▸ **Raw data**:
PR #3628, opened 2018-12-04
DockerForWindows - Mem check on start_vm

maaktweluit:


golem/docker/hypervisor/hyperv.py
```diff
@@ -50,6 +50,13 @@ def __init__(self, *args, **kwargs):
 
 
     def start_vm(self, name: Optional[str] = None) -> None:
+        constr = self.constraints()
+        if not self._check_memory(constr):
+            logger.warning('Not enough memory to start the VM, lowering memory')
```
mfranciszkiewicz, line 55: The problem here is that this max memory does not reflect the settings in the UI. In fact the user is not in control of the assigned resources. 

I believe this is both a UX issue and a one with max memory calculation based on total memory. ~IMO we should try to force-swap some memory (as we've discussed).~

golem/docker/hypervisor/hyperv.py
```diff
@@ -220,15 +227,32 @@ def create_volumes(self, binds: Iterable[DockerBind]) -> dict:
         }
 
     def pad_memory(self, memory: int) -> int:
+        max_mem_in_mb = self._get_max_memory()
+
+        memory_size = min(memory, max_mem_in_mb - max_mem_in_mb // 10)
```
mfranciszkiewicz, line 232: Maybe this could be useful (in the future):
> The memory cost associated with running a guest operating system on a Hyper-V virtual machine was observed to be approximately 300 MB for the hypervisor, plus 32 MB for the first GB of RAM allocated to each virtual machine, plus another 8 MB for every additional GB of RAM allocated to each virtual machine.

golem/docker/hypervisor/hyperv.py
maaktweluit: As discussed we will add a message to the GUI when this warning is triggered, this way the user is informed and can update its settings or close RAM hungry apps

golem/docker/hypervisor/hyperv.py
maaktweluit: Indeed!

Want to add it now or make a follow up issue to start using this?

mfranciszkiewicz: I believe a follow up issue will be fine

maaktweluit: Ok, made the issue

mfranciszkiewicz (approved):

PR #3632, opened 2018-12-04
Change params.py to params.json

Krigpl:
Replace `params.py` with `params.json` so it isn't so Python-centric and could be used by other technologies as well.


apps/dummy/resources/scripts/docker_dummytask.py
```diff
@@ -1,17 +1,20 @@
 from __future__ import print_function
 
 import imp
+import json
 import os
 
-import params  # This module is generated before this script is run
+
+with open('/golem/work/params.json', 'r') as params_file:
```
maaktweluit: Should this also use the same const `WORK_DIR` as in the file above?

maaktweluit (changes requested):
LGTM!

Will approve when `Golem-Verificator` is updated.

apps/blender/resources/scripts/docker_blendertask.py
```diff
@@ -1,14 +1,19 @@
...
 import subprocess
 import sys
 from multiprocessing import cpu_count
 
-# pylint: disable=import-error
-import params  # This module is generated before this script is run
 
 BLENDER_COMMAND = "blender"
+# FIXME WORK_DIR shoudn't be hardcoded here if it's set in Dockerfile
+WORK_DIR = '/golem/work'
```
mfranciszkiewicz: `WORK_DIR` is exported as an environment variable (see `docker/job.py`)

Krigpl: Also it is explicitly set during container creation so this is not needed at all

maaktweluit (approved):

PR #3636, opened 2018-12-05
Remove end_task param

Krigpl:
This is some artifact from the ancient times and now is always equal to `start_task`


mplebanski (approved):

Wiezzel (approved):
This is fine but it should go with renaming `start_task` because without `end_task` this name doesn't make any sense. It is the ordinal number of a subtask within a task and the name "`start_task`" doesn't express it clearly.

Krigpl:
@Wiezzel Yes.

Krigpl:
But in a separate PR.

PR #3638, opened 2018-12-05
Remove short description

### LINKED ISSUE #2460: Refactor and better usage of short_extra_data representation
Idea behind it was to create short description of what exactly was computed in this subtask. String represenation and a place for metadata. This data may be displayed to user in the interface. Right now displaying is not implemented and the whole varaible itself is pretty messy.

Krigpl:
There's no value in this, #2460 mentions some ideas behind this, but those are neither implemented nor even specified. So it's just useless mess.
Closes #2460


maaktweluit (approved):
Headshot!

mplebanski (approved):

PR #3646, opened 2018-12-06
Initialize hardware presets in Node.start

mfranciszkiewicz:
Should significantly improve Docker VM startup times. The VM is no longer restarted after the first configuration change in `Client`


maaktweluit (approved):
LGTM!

▸ **Task prompt**:
Out of the entries, report each line that contains the word "json".

▸ **Problem solution**:
Change params.py to params.json
Replace `params.py` with `params.json` so it isn't so Python-centric and could be used by other technologies as well.
+import json
+with open('/golem/work/params.json', 'r') as params_file:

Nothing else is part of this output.